Are these students courageous torchbearers of the Civil Rights legacy or are they pampered, petulant and privileged youth simply screaming to the world “notice me?” In their Freedom Budget, they invoke the work of MLK, hinting that they are finishing a symphony left uncompleted at his untimely, tragic death. Really?
King, seeking only to have persons judged on the content of their character; not the color of their skin, addressed issues of manifest discrimination that prevented an entire race of people from enjoying freedoms promised by our Constitution. These students at Dartmouth seem to be protesting that they are victims of living in an imperfect world!
At universities today, too many students are preoccupied with finding a perch from which they can call themselves afflicted with the malevolent intent of phantom “oppressors.” They seek to gin up conflict and create a permanent state of unrest by reminding themselves and the student body that all is not perfect in their life and that imperfection is the direct result of deliberate actions of others. They are selling.
King didn’t have to sell. Racism in 1960 America was real and the consequences dire for those who suffered under it. These students are not suffering. They want to feign suffering for attention and whatever spoils they might acquire from their collective whine.

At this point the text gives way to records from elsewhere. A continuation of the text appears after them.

PR #3528, opened 2017-01-05
Add own update thread and removed query mutexes

TheMarex:
# Issue

This makes DataWatchdog spawn its own thread that checks for data
updates. This addresses an issue where libOSRM instances would not
notice a data update and thus never dettach from shared memory regions.

Replaces #3497 by using the implementation from @oxidase and adjusting some functionality.

## Tasklist
 - [x] add changelog entry that we are now launching our own thread
 - [x] review
 - [x] adjust for comments

## Requirements / Relations

Replaces #3497

### DIFF
--- a/include/engine/data_watchdog.hpp
+++ b/include/engine/data_watchdog.hpp
@@ -13,6 +13,7 @@
 #include <boost/thread/shared_mutex.hpp>
 
 #include <memory>
+#include <thread>
 
 namespace osrm
 {
@@ -26,10 +27,17 @@ class DataWatchdog
 {
   public:
     DataWatchdog()
-        : shared_barriers{std::make_shared<storage::SharedBarriers>()},
-          shared_regions(storage::makeSharedMemory(storage::CURRENT_REGION)),
-          current_timestamp{storage::REGION_NONE, 0}
+        : active(true)
+        , timestamp(0)
     {
+        watcher = std::thread(&DataWatchdog::Run, this);
+    }
+
+    ~DataWatchdog()
+    {
+        active = false;
+        barrier.region_condition.notify_all();
+        watcher.join();
     }
 
     // Tries to connect to the shared memory containing the regions table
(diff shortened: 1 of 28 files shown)


TheMarex:
> barrier.region_condition.notify_all();

Yeah I looked into that as well and so far I couldn't find any other solution then:

- waiting with a fixed timeout
- using `notify_all` to trigger wake-ups

I think just waking up the threads is as good as a solution as we will get.

> there is no way to send reliable signal from osrm-routed to js testing code.

Yes that is an unfortunate side-effect of the new data update model. The only way I would see to get this to work reliably is to make every instance of `libosrm` register somewhere and `osrm-datastore` would wait until all instances have confirmed that the data was switched. Technically it would be enough if we could wait all processes have detached from the old shared memory region.

Looking at http://man7.org/linux/man-pages/man2/shmctl.2.html we could maybe add a busy loop at the end of `osrm-datastore` that reads out the number of processes attached to the old shared memory region and then only terminates if the number reaches `1` (for `osrm-datastore`).

TheMarex:
I'm currently exploring the busy waiting/checking for number of attached processes road. Seems to be straight forward to integrate into our `SharedMemory` type as a `WaitForRemove()` function.

TheMarex:
@oxidase I think the current iteration should avoid any problems that need delays using the approach I outlined above. Can you give it another review if the changes work for you?

src/storage/storage.cpp
```diff
@@ -56,57 +49,19 @@ using QueryGraph = util::StaticGraph<contractor::QueryEdge::EdgeData>;
...
-    // hard unlock in case of any exception.
-    catch (boost::interprocess::lock_exception &)
+    if (!datastore_lock.TryLock())
     {
-        barriers.current_region_mutex.unlock_upgradable();
-        // make sure we exit here because this is bad
-        throw;
+        util::Log(logWARNING) << "Could not aquire current region lock after " << max_wait
+                              << " seconds. Claiming the lock by force.";
+        datastore_lock.ForceLock();
```
oxidase: This line can be a source of many problems, because it will make state of `CURRENT_REGION` undefined and anything could happen after executing `ForceLock`. I would suggest to use non-timed mutex, and add mutex removal to `CleanupSharedBarriers` to prevent making locked mutexes after signals.

include/engine/data_watchdog.hpp
```diff
@@ -38,102 +52,45 @@ class DataWatchdog
...
-            }
-            else
-            {
-                BOOST_ASSERT(current_timestamp.region == storage::REGION_2);
-                return std::make_pair(RegionsLock(shared_barriers->region_2_mutex), facade);
-            }
-        };
+    void Run()
+    {
+        auto shared_memory = makeSharedMemory(storage::CURRENT_REGION);
```
oxidase: Here `barrier.region_mutex` must be locked for access to `CURRENT_REGION`.  It must be moved at line 71

include/engine/data_watchdog.hpp
```diff
@@ -26,10 +27,23 @@ class DataWatchdog
...
   public:
     DataWatchdog()
-        : shared_barriers{std::make_shared<storage::SharedBarriers>()},
-          shared_regions(storage::makeSharedMemory(storage::CURRENT_REGION)),
-          current_timestamp{storage::REGION_NONE, 0}
+        : active(true)
+        , timestamp(0)
     {
+        watcher = std::thread(&DataWatchdog::Run, this);
+        while (!facade)
```
oxidase: :+1: but it is a heavy spinlock, and better to move into `engine.cpp` as
```
while (!watchdog.GetDataFacade())
  {
      sleep_for(10us);
  }
```

TheMarex: I would like the class to be in a usable state before the constructor finishes.
Having a watchdog that can potentially return an empty `shared_ptr` will crash the user-code to crash.

You think it is okay to trade a heavy constructor for ease-of-use?

include/engine/data_watchdog.hpp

As a card-carrying member of the millennial generation, I, myself, am most certainly a victim. I am a victim of a barren job market, an expensive and constraining healthcare law, a national debt that imperils my future, and a politically correct culture which censors and makes exercising free speech akin to navigating mine fields. Now having established my victimization bona fides, let me suggest to my college peers that they stop seeking redress for grievances and start looking for ways to use their own personal skills to better their own world. They just might discover that they will lift the boat of others in the process.
Today’s Ivy leaguers might be well advised to actually study the days of MLK when the nation was teeming with true victims. Perspective and humility may follow.